The selection of the optimal antithrombotic therapy in patients with nonvalvular atrial fibrillation (AF) and acute coronary syndrome (ACS) undergoing percutaneous coronary intervention (PCI) is challenging. Until recently, triple antithrombotic therapy (TAT) consisting in Aspirin plus Clopidogrel plus OAC was considered the treatment of choice. While efficiently preventing ischaemic events, TAT is associated with an increase in bleeding complications. Therefore, in the past years several randomized controlled trials challenged TAT by comparing a triple antithrombotic therapy (TAT) regimen based on Vitamin K antagonists (VKA) to a dual antithrombotic regimen (DAT) based on non-vitamin K antagonist oral anticoagulants (NOACs) and P2Y12-inhibitors, mainly Clopidogrel in patients with AF undergoing PCI.

However, approximately 30-40% of patients show low response to Clopidogrel and are not adequately protected against ischaemic events, in particular when presenting with ACS. This is supported by a recent meta-analysis reporting that TAT compared to DAT is associated with lower rates of stent thrombosis within 30 days after PCI. It is therefore reasonable to assume that a more potent platelet inhibition within the first month after PCI might reduce the rate of ischaemic complications observed in AF patients undergoing PCI, when receiving DAT. Moreover, a subsequent de-escalation to a less potent platelet inhibition one month after PCI might prevent an increase in bleeding complications.
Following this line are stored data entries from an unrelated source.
PR #2747, opened 2018-11-23
[Affliction] Sudden Onset trait

sMteX:
image

The damage is a little high because it was from Mythic Zul, so I assume heavy multi-dotting, usually it's a lot lower. Part of #2724

### DIFF
--- a/src/parser/warlock/affliction/modules/azerite/SuddenOnset.js
+++ b/src/parser/warlock/affliction/modules/azerite/SuddenOnset.js
@@ -1,0 +1,60 @@
+import React from 'react';
+
+import Analyzer, { SELECTED_PLAYER } from 'parser/core/Analyzer';
+import Events from 'parser/core/Events';
+import StatTracker from 'parser/shared/modules/StatTracker';
+import calculateBonusAzeriteDamage from 'parser/core/calculateBonusAzeriteDamage';
+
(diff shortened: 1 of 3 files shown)


src/parser/warlock/affliction/modules/azerite/SuddenOnset.js
```diff
@@ -0,0 +1,60 @@
...
+  traitBonus = 0;
+  damage = 0;
+
+  constructor(...args) {
+    super(...args);
+    this.active = this.selectedCombatant.hasTrait(SPELLS.SUDDEN_ONSET.id);
+    if (!this.active) {
+      return;
+    }
+    this.traitBonus = this.selectedCombatant.traitsBySpellId[SPELLS.SUDDEN_ONSET.id].reduce((total, rank) => {
```
Gebuz: is the value of the trait the bonus dmg at max stacks? If that is the case you might need to multiply the sp coef by max stack count (10?).

sMteX: No, I've been told this is the base damage bonus, and the stacking mechanic of Agony is just another multiplier on top of Mastery, Versatility, spec aura etc. So additional stacks will scale the base damage bonus further same as normal Agony damage.

PR #2749, opened 2018-11-23
[Demonology] Demonic Meteor trait

sMteX:
image
image

Part of #2724. Although Hand of Gul'dan damage scales with shards used, it's also as a multiplicative bonus, same as versatility for example, so it's not included.


src/parser/shared/modules/StatTracker.js
```diff
@@ -291,7 +291,6 @@ class StatTracker extends Analyzer {
     [SPELLS.BLUR_OF_TALONS_BUFF.id]: BLUR_OF_TALON_STATS,
     // endregion
     // region Warlock
-    [SPELLS.EXPLOSIVE_POTENTIAL.id]: { haste: 841 },
```
Dambroda: Is this intentional?

sMteX: Yes, it's yet another trait so fixed haste on its own is wrong, and it's added correctly in #2751

PR #2754, opened 2018-11-24
[Demonology] Shadow's Bite and Forbidden Knowledge traits

sMteX:
image
image

Part of #2724. This one was a little complicated, because both of these traits can affect Demonbolt at the same time (there's a very small window, around 3 seconds where this can happen, but I've tested it and it works) + they snapshot the effects on cast, so spell queue was also necessary. 

Because of this, I also had to change the signature of `calculateBonusAzeriteDamage` (and change all existing occurences):
- `coefficients` has to be an explicitly stated array
- there's an optional array parameter `knownOtherEffects` that contains ADDITIVE other trait bonuses
- resulting base damage is then multiplication of all coefficients (like Spell Power, SP coefficients etc.) + sum of all known effects

I'm aware that some of my other opened PRs use the old signature - I'll change them as soon as this PR is merged.

Tested thoroughly on this log: `/report/pbHAc1R3tN94VCQ7/22-LFR+Taloc+-+Kill+(4:44)/249-Velerius`

### DIFF
--- a/src/common/SPELLS/bfa/azeritetraits/__UNUSED.js
+++ b/src/common/SPELLS/bfa/azeritetraits/__UNUSED.js
@@ -789,11 +789,6 @@ export default {
     name: 'Serrated Jaws',
     icon: 'ability_hunter_killcommand',
   },
-  SHADOWS_BITE: {
-    id: 272944,
-    name: 'Shadow\'s Bite',
-    icon: 'spell_shadow_shadowbolt',
-  },
   SHELLSHOCK: {
     id: 274357,
     name: 'Shellshock',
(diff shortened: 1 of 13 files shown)


sMteX:
Signature changed again to more pleasant one:
- `traitBonus` can now be an array of the trait effects
- function now always returns an array of bonus damages, allowing for 2 types of usages:
    - `const [ bonusForSingleTrait ] = calculateBonusAzeriteDamage(damageEvent, traitBonus, coefficient1, coefficient2....)`
    - `const [ bonusForTrait1, bonusForTrait2, ... ] = calculateBonusAzeriteDamage(damageEvent, [traitBonus1, traitBonus2, ...], coefficient1, coefficient2...)`
- in both cases, `traitBonus` means **additive** bonuses to base damage:
    - resulting base damage = **multiplication** of `coefficients` + **sum** of `traitBonuses`

PR #2757, opened 2018-11-25
[Prot Pally] Changed Hammer of the Righteous to track non-filler casts

emallson:
Hammer of the Righteous is a filler spell, doing almost no damage relative to Judgment and Avenger's Shield. It is *always* correct to let it sit at two charges when you have either of the others to cast, including when you switch to the Blessed Hammer talent (which replaces HotR).

This changes the HotR/BH checklist item and suggestion from tracking cast efficiency to tracking bad (non-filler) casts. As far as I know, there isn't a standard set of tools for doing this so I implemented it manually.

I chose to use `isOnCooldown` rather than `isAvailable` deliberately, because it can be correct to use HotR over your second charge of Judgment to put HotR on CD when running the Crusader's Judgment talent (which gives Judgment 2 charges).

screenshot from 2018-11-25 15-50-06
screenshot from 2018-11-25 15-49-54

### DIFF
--- a/server/package-lock.json
+++ b/server/package-lock.json
@@ -2118,12 +2118,6 @@
       "resolved": "https://registry.npmjs.org/dottie/-/dottie-2.0.0.tgz",
       "integrity": "sha1-2hkZgci41xPKARXViYzzl8Lw3dA="
     },
-    "duplexer": {
-      "version": "0.1.1",
-      "resolved": "https://registry.npmjs.org/duplexer/-/duplexer-0.1.1.tgz",
-      "integrity": "sha1-rOb/gIwc5mtX0ev5eXessCM0z8E=",
-      "dev": true
-    },
     "duplexer3": {
       "version": "0.1.4",
       "resolved": "https://registry.npmjs.org/duplexer3/-/duplexer3-0.1.4.tgz",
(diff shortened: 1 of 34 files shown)


src/parser/paladin/protection/modules/features/Checklist/Module.js
```diff
@@ -30,13 +32,15 @@ class Checklist extends BaseChecklist {
         castEfficiency={this.castEfficiency}
         extras={{
           lotpAbility: this.lotp._activeSpell,
+          hotrAbility: this.hotr._activeSpell,
```
Dambroda: My understanding was that the underscore variable prefix basically meant that it shouldn't be accessed from outside the class -- is this intentional?

src/parser/paladin/protection/modules/features/Checklist/Component.js
```diff
@@ -39,8 +39,13 @@ class ProtectionPaladinChecklist extends React.PureComponent{
           <AbilityRequirement spell={SPELLS.SHIELD_OF_THE_RIGHTEOUS.id} />
           <AbilityRequirement spell={SPELLS.AVENGERS_SHIELD.id} />
           <AbilityRequirement spell={SPELLS.JUDGMENT_CAST_PROTECTION.id} />
-          {combatant.hasTalent(SPELLS.BLESSED_HAMMER_TALENT.id) && <AbilityRequirement spell={SPELLS.BLESSED_HAMMER_TALENT.id} />}
-          {!combatant.hasTalent(SPELLS.BLESSED_HAMMER_TALENT.id) && <AbilityRequirement spell={SPELLS.HAMMER_OF_THE_RIGHTEOUS.id} />}
+          <Requirement
+            name={(
```
Dambroda: Parenthesis could be removed and fragment on one line; but I am not sure which style is preferred

src/parser/paladin/protection/modules/features/Checklist/Module.js
emallson: you're right, i'll fix these.

emallson:
@Dambroda any more comments?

In EPIDAURUS the investigators will therefore test the hypothesis that DAT using NOAC plus an escalated antiplatelet therapy with a potent P2Y12-inhibitor for one month followed by Clopidogrel reduces ischaemic events without a relevant increase in bleeding complications in patients with AF and ACS undergoing PCI compared to standard DAT with NOAC plus Clopidogrel.

Detailed Description

Not available

Study Timeline

• Study First Submitted: 2021-07-21
• Study First Submitted QC: 2021-07-21
• Study First Posted: 2021-07-28
• Study Start: 2021-12-16
• Status Verified: 2023-07
• Last Update Submitted: 2023-07-13
• Last Update Posted: 2023-07-14
• Primary Completion: 2024-12-16
• Study Completion: 2025-06-16

Recruitment & Eligibility

• Status: RECRUITING
• Sex: All
• Target Recruitment: 2334

Inclusion Criteria

• Written informed consent
• Age ≥ 18 years
• Atrial fibrillation requiring oral anticoagulation
• STEMI or NSTEMI (biomarker positive acute coronary syndrome) and successful completion of PCI (randomization will take place within 24h after successful PCI)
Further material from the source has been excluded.